# **Tutorial on FASTopic**

Author: **[Xiaobao Wu](https://bobxwu.github.io/)**

<br>

![stars](https://img.shields.io/github/stars/bobxwu/FASTopic?logo=github)
[![PyPI](https://img.shields.io/pypi/v/fastopic)](https://pypi.org/project/fastopic)
[![Downloads](https://static.pepy.tech/badge/fastopic)](https://pepy.tech/project/fastopic)
[![LICENSE](https://img.shields.io/github/license/bobxwu/fastopic)](https://www.apache.org/licenses/LICENSE-2.0/)
[![arXiv](https://img.shields.io/badge/arXiv-2405.17978-<COLOR>.svg)](https://arxiv.org/pdf/2405.17978.pdf)
[![Contributors](https://img.shields.io/github/contributors/bobxwu/fastopic)](https://github.com/bobxwu/fastopic/graphs/contributors/)

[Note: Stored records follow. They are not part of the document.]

Issue #39, opened 2022-10-05
Keyset pagination


njr-11:
@beikov originally added this comment under #35, but it's worth an issue of its own.  While the provider will implement `Page` and the `nextPageable` and `previousPageable` that are obtained from it, I'd prefer that we look into whether keyset pagination can be specified in a more standard way if possible rather than relying on particular vendors to possibly provide it.

> This is commonly referred to as "keyset pagination" which I implemented in Blaze-Persistence on top of JPA. Being able to extract `previousPageable` and `nextPageable` from a `Page` or `Slice` (like Spring Data allows it) would allow to nicely model this i.e.

```java
    page = employees.findAllByStatus(
                    "FULL TIME",
                    page == null ? PageRequest.of(100) : page.nextPageable()
    );
    ...
```

> With custom `Page` and `Pageable` implementations, the details can be left to the underlying implementation.

> You can find some details about this here: https://persistence.blazebit.com/documentation/1.6/core/manual/en_US/#anchor-keyset-pagination

_Originally posted by @beikov in https://github.com/jakartaee/data/issues/35#issuecomment-1268066903_

beikov:
I guess it might be worth adding something like a `KeysetAwarePage` and `KeysetPageable` to the API which provide additional details about the keyset parts. Another concept that could be interesting is a `KeysetCursor` which I called simply `Keyset` in Blaze-Persistence. A `KeysetCursor` would encapsulate values of an object, by which objects are sorted.

For example, when we query for `Cat` and `order by name, id desc`, we might get:

|name|id|
|------|--|
|A|2|
|A|1|
|B|3|

So the `KeysetCursor` of every object is the tuple `(name,id)` because that is what is ordered by.

A `KeysetAwarePage` contains at least 2 such cursors for the first and the last element, which serve as the basis for the previous and next `KeysetPageable` through `previousPageable` and `nextPageable`. For GraphQL Relay pagination it is necessary to attach a cursor to every object, so it might be worth adding optional support for accessing a list of cursors.

otaviojava:
I like the idea, but I am unsure if it will work on other data sources.
Maybe it specializes in JPA.

njr-11:
[...]

PR #52, opened 2022-10-20
keyset pagination API and JavaDoc

njr-11:
Keyset pagination API and JavaDoc for #39

### DIFF
--- a/api/src/main/java/jakarta/data/repository/KeysetPageable.java
+++ b/api/src/main/java/jakarta/data/repository/KeysetPageable.java
@@ -17,6 +17,8 @@
  */
 package jakarta.data.repository;
 
+import java.util.Objects;
+
 /**
  * <p>Keyset pagination is a form of pagination that aims to reduce the
  * possibility of missed or duplicate results by making the request for
@@ -158,6 +160,19 @@ public class KeysetPageable extends Pageable {
         public int size() {
             return keyset.length;
         }
+
+        /**
+         * String representation of the keyset cursor, including the number of
+         * key values in the cursor but not the values themselves.
+         *
+         * @return String representation of the keyset cursor.
+         */
+        @Override
+        public String toString() {
+            return new StringBuilder("Cursor@").append(Integer.toHexString(hashCode())) //
+                            .append(" with ").append(keyset.length).append(" keys") //
+                            .toString();
+        }
     }
 
     private final Cursor cursor;
@@ -171,6 +186,25 @@ public class KeysetPageable extends Pageable {
 
         this.cursor = new Cursor(keyset);
         this.mode = mode;
+    }
+
+    /**
+     * Indicates if this keyset pagination information is equal to other
+     * keyset pagination information. The comparison includes keyset cursor
+     * instances but does not do a deep comparison of keyset values within
+     * the cursor instance.
+     *
+     * @return true if equal. Otherwise false.
+     */
+    @Override
+    public boolean equals(Object o) {
+        KeysetPageable p;
+        return this == o || o != null
+                && o.getClass() == getClass()
+                && (p = (KeysetPageable) o).size == size
+                && p.page == page
+                && p.mode == mode
+                && p.cursor == cursor;
     }
 
     /**
@@ -190,5 +224,37 @@ public class KeysetPageable extends Pageable {
      */
     public Mode getMode() {
         return mode;
+    }
+
+    /**
+     * <p>Returns a hash code based upon:</p>
+     * <ul>
+     * <li>page number</li>
+     * <li>maximum page size</li>
+     * <li>mode</li>
+     * <li>keyset cursor</li>
+     * </ul>
+     *
+     * @return a hash code for the pagination information.
+     */
+    @Override
+    public int hashCode() {
+        return Objects.hash(size, page, mode, cursor);
+    }
+
+    /**
+     * Returns a string representation of the pagination information.
+     *
+     * @return a string representation of the pagination information.
+     */
+    @Override
+    public String toString() {
+        return new StringBuilder(100)
+                .append("KeysetPageable{size=")
+                .append(getSize()).append(", page=")
+                .append(getPage()).append(", mode=")
+                .append(mode).append(", cursor=")
+                .append(cursor).append("}")
+                .toString();
     }
 }
--- a/api/src/main/java/jakarta/data/repository/KeysetPageable.java
+++ b/api/src/main/java/jakarta/data/repository/KeysetPageable.java
@@ -63,8 +63,9 @@ import java.util.Objects;
  * <p>You can also construct a <code>KeysetPageable</code> directly, which
  * allows you to make it relative to a specific list of values. The number and
  * order of values must match that of the {@link OrderBy} annotations,
- * {@link Sort} parameters, or <code>OrderBy</code> name pattern of the
- * repository method. For example,</p>
+ * <code>Pageable</code> {@link Pageable#of(long, long, Sort...) Sort} parameters,
+ * or <code>OrderBy</code> name pattern of the repository method.
+ * For example,</p>
  *
  * <pre>
  * Employee emp = ...
@@ -90,7 +91,8 @@ import java.util.Objects;
  * Enclose the entire conditional expression of the <code>WHERE</code> clause
  * in parenthesis.
  * Sort criteria must be specified independently from the user-provided query,
- * either with the {@link OrderBy} annotation or {@link Sort} parameters.
+ * either with the {@link OrderBy} annotation or
+ * <code>Pageable</code> {@link Pageable#of(long, long, Sort...) Sort} parameters.
  * For example,</p>
  *
  * <pre>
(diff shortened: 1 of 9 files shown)


njr-11:
Rebased onto #37 for Slice, Page, and updates to Pageable.
Updated per above.
Additional specification documentation added.

otaviojava (approved):

njr-11:
Copying @beikov for additional review

api/src/main/java/jakarta/data/repository/KeysetPageable.java
```diff
@@ -0,0 +1,265 @@
...
+            return new StringBuilder("Cursor@").append(Integer.toHexString(hashCode())) //
+                            .append(" with ").append(keyset.length).append(" keys") //
+                            .toString();
+        }
+    }
+
+    private final Cursor cursor;
+    private final Mode mode;
+
+    KeysetPageable(Pageable copyFrom, Mode mode, Object... keyset) {
```
beikov, line 183: IMO we should accept a `Cursor` instead of `Object...` here for the keyset here and also add methods `Pageable#afterKeyset(Cursor)`/`Pageable#beforeKeyset(Cursor)`, as injecting a custom cursor might be desirable.

api/src/main/java/jakarta/data/repository/KeysetPageable.java
```diff
@@ -0,0 +1,265 @@
...
+         * or <code>OrderBy</code> name pattern of the repository method.
+         */
+        PREVIOUS
+    }
+
+    /**
+     * Represents keyset values, which can be a starting point for
+     * requesting a next or previous page.
+     */
+    public static class Cursor {
```
beikov, line 138: I think I would prefer to have an interface here and make the implementation private. If someone wants a different backing storage than an `Object[]` or want to provide some extensions to the cursor like the type of individual elements, allowing custom implementations is very useful.

api/src/main/java/jakarta/data/repository/KeysetPageable.java
```diff
@@ -0,0 +1,265 @@
...
+ * limitations under the License.
+ *
+ *  SPDX-License-Identifier: Apache-2.0
+ */
+package jakarta.data.repository;
+
+import java.util.Objects;
+
+/**
+ * <p>Keyset pagination is a form of pagination that aims to reduce the
```
beikov, line 23: It's actually also helping with performance in case you want to mention this. Also see https://use-the-index-luke.com/no-offset

api/src/main/java/jakarta/data/repository/KeysetPageable.java
```diff
@@ -0,0 +1,265 @@
...
+ * Keyset pagination does not prevent misses and duplicates if the entity
+ * properties which are the sort criteria for existing entities are modified
+ * or if an entity is re-added with different sort criteria after having
+ * previously been removed.</p>
+ *
+ * <h2>Keyset Pagination with &#64;Query</h2>
+ *
+ * <p>Keyset pagination involves generating and appending to the query
+ * additional query conditions for the keyset properties. In order for that to
+ * be possible, the user-provided JPQL query must end with a
```
beikov, line 89: Reference to JPQL?

api/src/main/java/jakarta/data/repository/KeysetPageable.java
```diff
@@ -0,0 +1,265 @@
...
+     */
+    @Override
+    public boolean equals(Object o) {
+        KeysetPageable p;
+        return this == o || o != null
+                && o.getClass() == getClass()
+                && (p = (KeysetPageable) o).size == size
+                && p.page == page
+                && p.mode == mode
+                && p.cursor == cursor
```
beikov, line 209: Should use `equals`

api/src/main/java/jakarta/data/repository/KeysetPageable.java
```diff
@@ -0,0 +1,265 @@
...
+ *
+ * <p>To use keyset pagination, define a repository method with return value of
+ * {@link KeysetAwareSlice} or {@link KeysetAwarePage} and which accepts a
+ * special parameter (after the normal query parameters) that is a
+ * {@link Pageable}. For example,</p>
+ *
+ * <pre>
+ * &#64;OrderBy("lastName")
+ * &#64;OrderBy("firstName")
+ * &#64;OrderBy("id")
```
beikov, line 41: Not sure where to put that comment, but it might be worth pointing out that the fields by which the user orders by, should form a unique tuple for keyset pagination to work properly. Otherwise the database needs a notion of "ties" like in SQL the `... rows only with ties` clause to allow the server to fetch more rows, in case there are more with the same ordering.

Consider this:

```
users = [
{name: "A", id: 1},
{name: "B", id: 2},
{name: "B", id: 3},
{name: "C", id: 4}
]
```

When using `Pageable.size(2)` with just `@OrderBy("name")`, we will get either:

```
users = [
{name: "A", id: 1},
{name: "B", id: 2}
]
```

or:

```
users = [
{name: "A", id: 1},
{name: "B", id: 3}
]
```

and when paging to the next page:

```
users = [
{name: "C", id: 4}
]
```

because the data store uses `>`.

In Blaze-Persistence I validate the order by expressions and fail constructing a pagination query if I figure out during analysis that the expressions do not form a unique tuple.

njr-11:
@beikov thanks for the excellent review comments. I definitely missed mentioning the performance benefit and the requirements for the collection of keyset values to uniquely identify each entity.  I've made updates to accommodate before/after with a Cursor and have made the provided Cursor class extensible.  It might be possible to make it into an interface as well.  I'll look into that some more.

njr-11:
It ended up cleaner than I thought to switch Cursor to an interface. That is updated now as well.  All of the review comments should be addressed now.  Let me know if any additional changes are needed.

api/src/main/java/jakarta/data/repository/KeysetPageable.java
```diff
@@ -0,0 +1,328 @@
...
+                    && Arrays.equals(keyset, ((CursorImpl) o).keyset);
+        }
+
+        public Object getKeysetElement(int index) {
+            return keyset[index];
+        }
+
+        @Override
+        public int hashCode() {
+            return Objects.hash(keyset);
```
beikov, line 227: Minor comment, should probably use `Arrays.hashCode` directly.

beikov (approved):
Looks great now, thanks for considering the suggested changes and great work! I added one more minor comment. Feel free to ignore that if you think it's not important.

api/src/main/java/jakarta/data/repository/KeysetPageable.java
njr-11: Thanks - I had to rebase onto latest anyways due to a merge conflict with a line in repository.asciidoc, after which I spotted a couple of minor grammar errors in my changes there as well as another place to state the requirement for sort criteria to uniquely identify entities, and I also added the update to Arrays.hashCode.  This should be all of the updates that I'm aware of.

mpredli01 (approved):
Everything looks good to me!

njr-11:
> otaviojava requested review from mpredli01 and keilw 5 days ago

@keilw all of the other reviewers have completed their reviews. Let me know if you had any comments on this or if you were not interested in reviewing. Thanks!

keilw (commented):
This Built-in implementation of `Cursor` seems a little odd. What is the purpose and is it intended to be overwritten by implementations?
If not, why is it an interface instead of just a class?

njr-11:
> This Built-in implementation of `Cursor` seems a little odd. What is the purpose and is it intended to be overwritten by implementations? If not, why is it an interface instead of just a class?

Originally I had only the built-in Cursor implementation as its own class (and no interface) as you are suggesting, with its purpose being to shield applications from having to deal with the Cursor at all. In many cases, the application only needs to supply the keyset values they are interested in and doesn't need to worry about getting a Cursor from somewhere just to hand the keyset values to the API.

It was brought up separately by one of the other reviewers that some Jakata Data providers will want to create their own custom Cursor implementations, so the interface was introduced, allowing for both patterns.

Another possibility could be having a Cursor class only and making it extensible, but @beikov would need to agree to that.

beikov:
>This Built-in implementation of Cursor seems a little odd. What is the purpose and is it intended to be overwritten by implementations?
>If not, why is it an interface instead of just a class?

My intention is to allow jakarta-data implementers to provide their own `Cursor` implementations to e.g. provide extensions like exposing the order by item expression or simply provide a custom serialization implementation.

To me, having an interface here is the most flexible. Since users most probably won't create `Cursor` instances themselves, I also don't think that the interface here is a problem. Can you elaborate what you think is odd in particular?

>Another possibility could be having a Cursor class only and making it extensible, but @beikov would need to agree to that.

We could surely do that, but then the object layout would be fixed i.e. every subtype has to use an `Object[]` as storage or ignore that. Can you explain what kind of problems you think the interface approach could lead to?

njr-11:
@keilw Would it be alright to merge this as it is now (with the interface) and then I'll open a second pull that would switch to an extensible class which can be discussed and decided separately?

api/src/main/java/jakarta/data/repository/KeysetPageable.java
```diff
@@ -0,0 +1,328 @@
...
+ * KeysetAwareSlice&lt;Customer&gt; getTopBuyers(int minOrders, float minSpent, Pageable pagination);
+ * </pre>
+ *
+ * <h2>Page Numbers and Totals</h2>
+ *
+ * <p>Page numbers, total numbers of elements across all pages, and total
+ * count of pages are not accurate when keyset pagination is used and should
+ * not be relied upon.</p>
+ */
+public class KeysetPageable extends Pageable {
```
graemerocher, line 119: As per my question in https://github.com/jakartaee/data/pull/64

Why is this not an interface?

api/src/main/java/jakarta/data/repository/KeysetPageable.java
```diff
@@ -0,0 +1,328 @@
...
+         * @return String representation of the keyset cursor.
+         */
+        @Override
+        public String toString();
+    }
+
+    /**
+     * Built-in implementation of Cursor.
+     */
+    static class CursorImpl implements Cursor {
```
graemerocher, line 196: should be `final`

api/src/main/java/jakarta/data/repository/KeysetPageable.java
njr-11: > As per my question in #64
> 
> Why is this not an interface?

It's a valid topic to discuss whether `Pageable` (and similarly `KeysetPageable`) ought to be made into an interface, but within this pull it is right for `KeysetPageable` to follow after `Pageable`.  Please open a separate issue to discussing changing to interface for Pageable.

api/src/main/java/jakarta/data/repository/KeysetPageable.java
njr-11: Good catch. I corrected this in https://github.com/jakartaee/data/pull/52/commits/24b8247df31b01ec682495b338621885a3774204 . Please review it.

api/src/main/java/jakarta/data/repository/KeysetPageable.java
njr-11: This topic is being addressed separately in #65

njr-11:
Rebased onto latest and resolved soft merge conflict with #64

FASTopic is a fast, adaptive, stable, and transferable topic model, different
from the previous conventional (LDA), VAE-based (ProdLDA, ETM), or clustering-based (Top2Vec, BERTopic) methods.
It leverages optimal transport between the document, topic, and word embeddings from pretrained Transformers to model topics and topic distributions of documents.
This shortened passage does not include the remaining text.